PR #290, opened 2015-05-15
Add --cli/--common option to ceph-deploy install

trhoden:
This is a convenience option for users setting "admin" nodes.  If a user is going to run ``ceph-deploy admin`` on a node, the only package it really needs on that node to use the CLI is ``ceph-common``.  We had no way to allow a user to only install that.

This feature builds on top of the package split support, and thus this option only works on distros/versions with the package split in place.  Right now that is only downstream RHCS.

``ceph-common`` does not need to be added the default list of packages anywhere because it is always a dependency when it is needed.

### DIFF
--- a/ceph_deploy/install.py
+++ b/ceph_deploy/install.py
@@ -54,6 +54,7 @@ def detect_components(args, distro):
         'install_rgw': 'ceph-radosgw',
         'install_mds': 'ceph-mds',
         'install_mon': 'ceph-mon',
+        'install_common': 'ceph-common',
     }
 
     if distro.is_rpm:
@@ -503,6 +504,13 @@ def make(parser):
         dest='install_osd',
         action='store_true',
         help='install the osd component only',
+    )
+
+    version.add_argument(
+        '--cli', '--common',
+        dest='install_common',
+        action='store_true',
+        help='install the common component only',
     )
 
     version.add_argument(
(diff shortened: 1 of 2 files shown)


alfredodeza:
@trhoden does this need to be in the defaults as well? or is it pulled in when other split packages are installed (as a dependency) ?

trhoden:
@alfredodeza I think I addressed that in the original PR description.

But no, it does not need to be added anywhere else.  Every package in the list of defaults has ``ceph-common`` as a package dependency.

ktdreyer:
Yep, it's "common" to all of Ceph!! (groan)

ktdreyer:
A couple days ago someone on IRC in #ceph-devel was asking about this PR...

```
< smithfarm_nb> moin https://github.com/ceph/ceph-deploy/pull/290
< smithfarm_nb> this pull request refers to "package split support"
< smithfarm_nb> can someone, loicd maybe?, explain what that is?
```

Note that @trhoden 's branch name is "RM-11642", which is a new convention we're using to indicate "this fixes Redmine issue 11642", ie http://tracker.ceph.com/issues/11642

For broader information about the in-progress Ceph packaging split, see http://tracker.ceph.com/issues/10894 and http://tracker.ceph.com/issues/10587

PR #293, opened 2015-05-20
ceph_deploy/hosts/suse/install.py : SUSE zypper ref

osynge:
zypper may not pull in latest packages if the repository cache is not updated
so we shodul do a 'zypper ref' before installign packages.


osynge:
Im going to close this pull request and make a new one

PR #294, opened 2015-05-21
ceph_deploy/hosts/suse/install.py: SUSE zypper ref

osynge:
zypper may not pull in latest packages if the repository cache is not updated
so we should do a 'zypper ref' before installing packages.


osynge:
this patch has caused ceph testing to break dont know why though

PR #296, opened 2015-05-21
suse.uninstall: ceph-deploy purge fails on SUSE.

osynge:
This is because ceph-deploy tries to remove a package that does not exist.

To fix this we need to change package name to correct name ceph-radosgw
from the old name radosgw.


trhoden:
@osynge The jenkins build bots have been having lots of issues lately.  They were down for a couple of days.  Looks like the tests failed because they either didn't have internet access, or could reach GitHub for another reason.  This is a pretty clear fix.  Thanks!  :+1:

PR #297, opened 2015-05-21
Enable systemd services for suse.

osynge:
Make sure systemd is enabled on the suse platform

### DIFF
--- a/ceph_deploy/mds.py
+++ b/ceph_deploy/mds.py
@@ -122,6 +122,8 @@ def create_mds(distro, name, cluster, init):
     if distro.is_el:
         system.enable_service(distro.conn)
 
+    if distro.distro == 'suse':
+        system.enable_service(distro.conn, 'ceph')
 
 def mds_create(args):
     cfg = conf.ceph.load(args)
--- a/ceph_deploy/osd.py
+++ b/ceph_deploy/osd.py
@@ -385,6 +385,8 @@ def activate(args, cfg):
         if distro.is_el:
             system.enable_service(distro.conn)
 
+        if distro.distro == 'suse':
+            system.enable_service(distro.conn, 'ceph')
         distro.conn.exit()
 
 


ktdreyer:
Are you using systemd service unit files in SUSE's downstream packages?

osynge:
@ktdreyer yes we are, as a group we are trying to get everything we have downstream moved into master asap.

osynge:
@ktdreyer I just tested and the files are identical.

trhoden:
@osynge This needs to be rebased against master.

The conflict is surely coming from: https://github.com/ceph/ceph-deploy/commit/ef472ea3403111dff9202674ae4a3013acff0076, which went in a couple of weeks ago.  It also fixed the use of changing services names in util/system.py

As a side note, since this PR is only 4 days old, and the conflicting merge went in 17 days ago, you should have been able to see that the PR could not be merged automatically when creating it.  That's usually an indication of needing to rebase before opening the PR.

That being said, I have seen GitHub screw that up many times.  :)

osynge:
rebased to master.

ceph_deploy/mds.py
```diff
@@ -122,6 +122,8 @@ def create_mds(distro, name, cluster, init):
     if distro.is_el:
         system.enable_service(distro.conn)
 
+    if distro.distro == 'suse':
+        system.enable_service(distro.conn, 'ceph')
```
trhoden: Since ``system.enable_service(distro.conn)`` and ``system.enable_service(distro.conn, 'ceph')`` do the same thing, and since the only different between ``distro.is_el`` and ``distro.is_rpm`` is adding SUSE to ``is_el`` (https://github.com/ceph/ceph-deploy/blob/master/ceph_deploy/hosts/__init__.py#L63-L65), can we instead implement this by just chaning ``distro.is_el`` to ``distro.is_rpm``?

I don't think we need an entirely new if case to handle this.

This goes for both this change and the one in osd.py.

osynge: Personally I much prefer the change you propose.

Changing 

distro.is_el -> distro.is_rpm

I would like to see distro.is_el deprecated and removed if at all possible.

trhoden: @osynge point taken!  That seems like a good suggestion.

There are three instances of is_el in use -- two of them are here (osd.py and mds.py), and the other is rgw.py.  If it makes sense to change it for RGW as well (take a look at it) might as well do all three of them.

Thanks!

trhoden:
@osynge I just wanted to revisit this PR.

I think it's just waiting on a refactor to switch from adding new `if` statements to just modifying the existing `is_el` checks to use `is_rpm` instead.

alfredodeza:
This can be re-opened if @osynge can get it rebased and updated

PR #298, opened 2015-05-21
ceph_deploy/mon:ceph-deploy should setup the keys.

osynge:
In my opinion making authorization keys is a
configuration management task not an init script task.

The systemd init scripts in ceph do not make keys
for mon daemon as they do with system V init scripts.


osynge:
Seems this has been fixed by you guys already

PR #299, opened 2015-05-22
Allow alternative cluster names with systemd

osynge:
By modifying the content of:

```
/etc/sysconfig/ceph
```

We can set the cluster name of ceph. This is done via

```
systemd_defaults_clustername
```

This code only executes on systemd systems.

### DIFF
--- a/ceph_deploy/util/system.py
+++ b/ceph_deploy/util/system.py
@@ -1,6 +1,7 @@
 from ceph_deploy.exc import ExecutableNotFound
 from ceph_deploy.lib import remoto
-
+import os.path
+import re
 
 def executable_path(conn, executable):
     """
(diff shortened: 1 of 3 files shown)


osynge:
I suspect other distros want to use this too.

ceph_deploy/util/system.py
```diff
@@ -30,6 +31,52 @@ def is_systemd(conn):
...
+
+    if has_replaced == False:
+        output_lines.append(replacement)
+    for index in range(len(output_lines)-1 , 0,-1):
+        if len(output_lines[index]) == 0:
+            del(output_lines[index])
+        else:
+            break
+    conn.remote_module.write_file(sysconf_file_path, "\n".join(output_lines) + '\n')
+
```
ktdreyer: Mind providing some unit tests for this new `systemd_defaults_clustername` function?

trhoden:
@sage I'm not completely up to date on where things are going with the systemd support.  Is this a feature that can be used by all our system definitions?

osynge:
@trhoden this will work with upstream systemd init files.

ceph_deploy/util/system.py
trhoden: I second @ktdreyer's comment -- it's a lot of file manipulation to have without unit tests.

Also, @alfredodeza may have a recommendation on how to better to do what I think looks like a remote ``sed`` call.

osynge: @ktdreyer 
@trhoden 

Yes unit tests would be good. I will try to remember tomorrow to work on this.

As for replacing this with sed, while the code would be simpler, the end effect, of commenting out the old value and placing the new value on the next lien is too much to do with sed.

@trhoden

osynge: completely forgot about this for too long. Am now making a new branch with a more generic solution that this pr will use to make testing eaiser.

alfredodeza:
custom cluster names are no longer supported by ceph

PR #300, opened 2015-05-22
Fix CVE-2015-4053 world-readable permissions on client.admin key

trhoden:
When using the ``ceph-deploy admin`` command, the client.admin key would get written with 0644 permissions, making it world readable within /etc/ceph.

This PR makes sure that it is written with 0600 permissions, and adds tests for it as well.

### DIFF
--- a/ceph_deploy/hosts/remotes.py
+++ b/ceph_deploy/hosts/remotes.py
@@ -200,7 +200,11 @@ def write_monitor_keyring(keyring, monitor_keyring):
     write_file(keyring, monitor_keyring)
 
 
-def write_file(path, content):
+def write_file(path, content, directory=None):
+    if directory:
+        if path.startswith("/"):
+            path = path[1:]
+        path = os.path.join(directory, path)
     with file(path, 'w') as f:
         f.write(content)
 
--- a/ceph_deploy/hosts/remotes.py
+++ b/ceph_deploy/hosts/remotes.py
@@ -200,12 +200,12 @@ def write_monitor_keyring(keyring, monitor_keyring):
     write_file(keyring, monitor_keyring)
 
 
-def write_file(path, content, directory=None):
+def write_file(path, content, mode=0644, directory=None):
     if directory:
         if path.startswith("/"):
             path = path[1:]
         path = os.path.join(directory, path)
-    with file(path, 'w') as f:
+    with os.fdopen(os.open(path, os.O_WRONLY | os.O_CREAT, mode), 'w') as f:
         f.write(content)
 
 
--- a/ceph_deploy/admin.py
+++ b/ceph_deploy/admin.py
@@ -36,7 +36,8 @@ def admin(args):
 
             distro.conn.remote_module.write_file(
                 '/etc/ceph/%s.client.admin.keyring' % args.cluster,
-                keyring
+                keyring,
+                0600,
             )
 
             distro.conn.exit()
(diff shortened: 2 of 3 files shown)


ktdreyer:
Tests look good on my computer (http://fpaste.org/224724/)

trhoden:
Here are tests on mine: http://fpaste.org/224725/43231057/

All pass.

ceph_deploy/hosts/remotes.py
```diff
@@ -200,9 +200,15 @@ def write_monitor_keyring(keyring, monitor_keyring):
...
-def write_file(path, content):
+def write_file(path, content, mode=None, directory=None):
+    if directory:
+        if path.startswith("/"):
+            path = path[1:]
+        path = os.path.join(directory, path)
     with file(path, 'w') as f:
         f.write(content)
+    if mode:
+        os.chmod(path, mode)
```
liewegas: this isn't quite safe--an attacker could open the file after it is created but before it is chowned.  Even chowning before write isn't quite right.   You need to set the mode *at create time* to be totally safe.

trhoden: Thanks Sage.  This thought crossed my mind, and I even looked for the right Python call to do this (open() and file() built-ins don't take a file permissions mode).

I'll have to drop to a lower-level os.open() to do it, I think.  :)

trhoden:
@ktdreyer @sage @dmick 

I think this is ready for re-review.  I changed the way that write_file() works such that the mode is set at file creation time.

I also did some extra tests and verified that the file permissions are reset if they were previously incorrect.  So this way, if someone re-runs ``ceph-deploy admin <node>``, it will make sure that the file perms on the admin keyring are correct.  yay!

I did a quick check of all the callers of write_file() to see if the default mode of 0644 made sense.  It seemed to with one exception.  Right now, all files created by write_file would have been 0644, so the default keeps that backwards compatible.  However, write_file is called by write_monitor_keyring(), and I don't think the monitor keyring should be 0644, it should be 0400.  However, setting that to 0400 in write_monitor_keyring() didn't work on first try. I need to check if the code path is different here between ``mon create-initial`` and ``mon add``.

As you may gather, there is a lot of cleanup/improvement to be made here.  I think if this looks good, though, it is mergeable, and I can address the monitor keyring separately.  I want to see if you think differently though, and would rather see that addressed at the same time as this.

liewegas:
Looks good to me!

dmick:
I'm somewhat surprised that fdopen(open()) is minimal, but I don't have a better answer either.

trhoden:
@dmick Yeah, seriously.  Though it's ``os.fdopen(os.open())``.  Don't want to mix open() with os.open().  But yeah, after looking around, that's the best I could come up with.  os.open() seems to be the only call that allows you to pass a true file mode with file creation.

The downside is that it ties you to POSIX.  So it's not as portable as open().  But, that's kind of the point for both existing...

My references:
http://www.gossamer-threads.com/lists/python/python/990981
http://stackoverflow.com/questions/5624359/write-file-with-specific-permissions-in-python

It definitely works.  But I do not know if there is a more elegant or pythonic way to do it.

dmick:
Yeah, no, in the little bit of research I did it does seem right.  I think os is missing an fopen, personally, but...there you go.

trhoden:
Okay, with a couple of :+1:'s on this thread, I think I'm going to merge.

WHAT THE TASK ASKS - Extract all lines from the material above that include the word "None".

ANSWER TO THIS PROBLEM -
+def write_file(path, content, directory=None):
-def write_file(path, content, directory=None):
+def write_file(path, content, mode=0644, directory=None):
+def write_file(path, content, mode=None, directory=None):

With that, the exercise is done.